By Michael K. Stanley
Close to half of all retirees are forced to retire before they would like to, according to recent research by LIMRA. Forty-nine percent of all workers involuntarily become retirees
while 45 percent retire upon their target date.
LIMRA found that pre-retirees (individuals several years away from retirement) can have their plans altered by myriad factors that are outside their realm of control. Health issues and job loss (either by hand of employer buyout or negative work conditions) were the most common reasons cited by LIMRA.
However, it is not unheard for older workers to be eased into retirement as a company seeks to revitalize its workforce with younger employees in order to remain technologically competitive.
Obviously, early retirement can wreak havoc on one’s financial planning as pre-retirees typically have stringent savings requirements in order to maintain a certain lifestyle when they retire. And it is not just standard of living that is impacted by early retirement. LIMRA reports that early retirement can have a significant impact on employer-provided benefits such as health coverage and retirement contributions.
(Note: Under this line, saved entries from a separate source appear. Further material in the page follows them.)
PR #1192, opened 2018-09-10
[DB-29] Start moving CDR version stuff into common-api. [risk=low]

danqrodney:
(This isn't working yet.)


api/src/test/java/org/pmiops/workbench/db/model/StorageEnumsTest.java
```diff
@@ -39,8 +39,8 @@
       {
         DataAccessLevel.class.getSimpleName(),
         DataAccessLevel.values(),
-        (Function<Short, DataAccessLevel>) StorageEnums::dataAccessLevelFromStorage,
-        (Function<DataAccessLevel, Short>) StorageEnums::dataAccessLevelToStorage
+        (Function<Short, DataAccessLevel>) CommonStorageEnums::dataAccessLevelFromStorage,
```
calbach: Should fork the test instead

common-api/build.gradle
```diff
@@ -35,13 +95,28 @@ dependencies {
...
+  compile 'com.google.code.gson:gson:2.8.5'
 
   testCompile 'junit:junit:4.12'
   testCompile 'org.mockito:mockito-core:1.10.19'
   testCompile 'com.google.truth:truth:0.42'
   testCompile 'com.h2database:h2:1.4.194'
   testCompile 'org.liquibase:liquibase-core:3.5.3'
   testCompile 'org.bitbucket.radistao.test:before-after-spring-test-runner:0.1.0'
+
+  // For Swagger generation. These should include dependencies found in the Swagger codegen
```
calbach: Should we remove these deps from api/build.gradle, then?

public-api/build.gradle
```diff
@@ -144,12 +150,13 @@ dependencies {
   generatedCompile 'com.google.code.gson:gson:2.8.5'
   generatedCompile 'joda-time:joda-time:2.10'
   generatedCompile 'com.fasterxml.jackson.datatype:jackson-datatype-joda:2.9.6'
+  generatedCompile project(":common-api")
```
calbach: why?

public-api/src/main/java/org/pmiops/workbench/publicapi/CdrVersionsController.java
```diff
@@ -0,0 +1,75 @@
...
+import org.pmiops.workbench.db.model.CommonStorageEnums;
+import org.pmiops.workbench.exceptions.ServerErrorException;
+import org.pmiops.workbench.model.CdrVersionListResponse;
+import org.pmiops.workbench.model.DataAccessLevel;
+import org.springframework.beans.factory.annotation.Autowired;
+import org.springframework.http.ResponseEntity;
+import org.springframework.web.bind.annotation.RestController;
+
+@RestController
+public class CdrVersionsController implements CdrVersionsApiDelegate {
```
calbach: Is it not possible for this to live in common-api?

public-api/src/main/webapp/WEB-INF/appengine-web.xml.template
```diff
@@ -1,7 +1,8 @@
 <appengine-web-app xmlns="http://appengine.google.com/ns/1.0">
-  <service>public-api</service>
```
calbach: I believe this change would cause workbench and db APIs to deploy to the same GAE service.

common-api/build.gradle
danqrodney: I don't think so? We are generating code from Swagger specs in both places. If we stopped generating Swagger in common-api, we'd still have these deps in api... so normally I'd say we should spell out the direct dependencies everywhere.

public-api/src/main/java/org/pmiops/workbench/publicapi/CdrVersionsController.java
danqrodney: The implementation is slightly different; this one doesn't depend on an authenticated user (we don't have one). I could try to refactor out common code if you'd like into a base class in common-api... given how simple the logic is, I wasn't sure it was worth the trouble.

public-api/src/main/java/org/pmiops/workbench/publicapi/CdrVersionsController.java
```diff
@@ -0,0 +1,75 @@
...
+    this.workbenchConfigProvider = workbenchConfigProvider;
+  }
+
+
+  @Override
+  public ResponseEntity<CdrVersionListResponse> getCdrVersions() {
+    // We return CDR versions for both registered and controlled CDR versions in the public API,
+    // since the metadata for them is public.
+    List<CdrVersion> cdrVersions = cdrVersionDao
+        .findByDataAccessLevelInOrderByCreationTimeDescDataAccessLevelDesc(REGISTERED_AND_PROTECTED);
```
danqrodney: Per discussion with @biopete and Kayla, changing this to just REGISTERED.

public-api/src/main/webapp/WEB-INF/appengine-web.xml.template
danqrodney: Oops! Good catch. Fixed.

.gitignore
```diff
@@ -51,7 +53,10 @@ public-api/wrapper
 public-api/.swagger-codegen/*
 public-api/src/generated/
 public-api/src/main/webapp/WEB-INF/appengine-web.xml
-
+public-api/src/main/resources/merged.yaml
+public-api/gradle
```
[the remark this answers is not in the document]
danqrodney: Intellij generated these gradle wrapper files in my public-api dir. (I'm not sure if my settings were different whether this would have happened, but we don't want to include these files in the repo.)

public-api/build.gradle
danqrodney: Removed.

api/src/test/java/org/pmiops/workbench/db/model/StorageEnumsTest.java
danqrodney: I'm working on this. (At the moment, we don't have a test dir in common-api.)

danqrodney: (Added common-api test.)

public-api/src/main/java/org/pmiops/workbench/publicapi/CdrVersionsController.java
biopete: Yeah. Not worth the trouble now.

public-api/src/main/java/org/pmiops/workbench/publicapi/DataBrowserController.java
```diff
@@ -307,6 +335,7 @@ public ConceptAnalysis apply(ConceptAnalysis ca) {
 
     @Override
     public ResponseEntity<DbDomainListResponse> getSurveyList() {
+        CdrVersionContext.setCdrVersionNoCheckAuthDomain(defaultCdrVersionProvider.get());
```
biopete: So the idea is with every api call you just call this first?   If this api call gets moved to common with this same code just work?

danqrodney: I don't think this controller should moved to common; controllers in workbench generally require that the user is signed in, and use the user's credentials to determine what data they have access to. That said, yes, if you moved this to common it should still work I believe.

All of these calls should be replaced by a call that will accept a CDR version ID parameter, look up that CDR version, and call CdrVersionContext.setCdrVersionNoCheckAuthDomain with it. That will allow for CDR version switching. But I didn't want to do that in this PR.

public-api/src/main/java/org/pmiops/workbench/publicapi/CdrVersionsController.java
biopete: We will be able to have a common controller though for common endpoints that are exactly the same right ? I can see a lot of the stuff in public being common eventually

danqrodney: If they were exactly identical, sure, it could live in common. And when they differ slightly (as in this case), we have the option of making a base controller class in common-api with common code, and subclasses in api and public-api.

public-api/src/main/java/org/pmiops/workbench/publicapi/DataBrowserController.java
biopete: Cool. Yeah, sorry I just meant like on an individual endpoint basis ... like some endpoints may be exactly the same in workbench or public. So the common controller would be good that could be merged with the individual controllers. Not really sure how that would be implemented.

common-api/build.gradle
calbach: On further thought, that is definitely preferred.

common-api/src/main/java/org/pmiops/workbench/cdr/CdrDbConfig.java
```diff
@@ -74,9 +74,7 @@ public CdrDataSource(CdrVersionDao cdrVersionDao,
           cdrVersionId = cdrVersion.getCdrVersionId();
         }
 
-        // TODO: Reconcile this with the public-api DB configs; this should
-        // share code and use the same approach, but attach to the public DBs.
-        String dbName = cdrVersion.getCdrDbName();
+        String dbName = "public".equals(dbUser) ? cdrVersion.getPublicDbName() : cdrVersion.getCdrDbName();
```
biopete: NIT: our dbUser always has to be named public. That is fine . Too bad there isn't another property on dataSource that says if it's public or private. No biggie.

danqrodney: I could make this a config setting if you prefer. But this seemed OK for now; I don't have any reason to expect our DB user to change.

danqrodney:
@calbach @biopete Do you have any further comments?

biopete:
How do we change the public cdr version now ? Do we just set it in the workbench db ?

danqrodney:
As mentioned offline: you can change the contents of cdr_version by populating the relevant CDR version config file, e.g.

https://github.com/all-of-us/workbench/blob/master/api/config/cdr_versions_local.json

And you can change what the "default" CDR version is by changing workbench config:

https://github.com/all-of-us/workbench/blob/master/api/config/config_local.json#L20

public-api/src/main/java/org/pmiops/workbench/publicapi/CdrVersionsController.java
```diff
@@ -0,0 +1,72 @@
...
+  }
+
+
+  @Override
+  public ResponseEntity<CdrVersionListResponse> getCdrVersions() {
+    // We return CDR versions for just registered CDR versions; controlled CDR data is currently
+    // out of scope for the data browser.
+    List<CdrVersion> cdrVersions = cdrVersionDao
+        .findByDataAccessLevelInOrderByCreationTimeDescDataAccessLevelDesc(
+            ImmutableSet.of(CommonStorageEnums.dataAccessLevelToStorage(DataAccessLevel.REGISTERED)));
```
calbach: Wouldn't we want UNREGISTERED as well?

common-api/src/main/java/org/pmiops/workbench/cdr/CdrDbConfig.java
calbach: Some kind of injected confg property does seem like it would be safer if we already have something. I suppose even if this logic breaks the public user will fail hard trying to access the private CDR index

public-api/src/main/java/org/pmiops/workbench/publicapi/CdrVersionsController.java
danqrodney: So we're using DataAccessLevel for CDR versions and *also* for users. For CDR versions, my assumption was the only valid values are REGISTERED and CONTROLLED -- no CDR versions are accessible to people who haven't gotten REGISTERED data access. For users, we use UNREGISTERED to represent users who haven't gotten data access yet.

(We could consider having two separate enums here to make this clearer.)

But anyway, I think REGISTERED is all we want here.

common-api/src/main/java/org/pmiops/workbench/cdr/CdrDbConfig.java
danqrodney: Correct -- only "workbench" has access to the CDR DB. So until I added this check, attempts to access CDR DB info as the public DB user failed. 

We don't already have a config setting for this, but I'm happy to add one if you think it's worthwhile.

Notably, pre-retirees who are forced into early retirement
may not be able to supplement their income with Social Security benefits or a reverse mortgage.
The blow of an unexpected early retirement can be softened by systematic saving throughout one’s career and because it is nearly impossible to predict a retirement date with perfect accuracy, LIMRA suggests that advisors encourage clients to invest and plan early in their careers.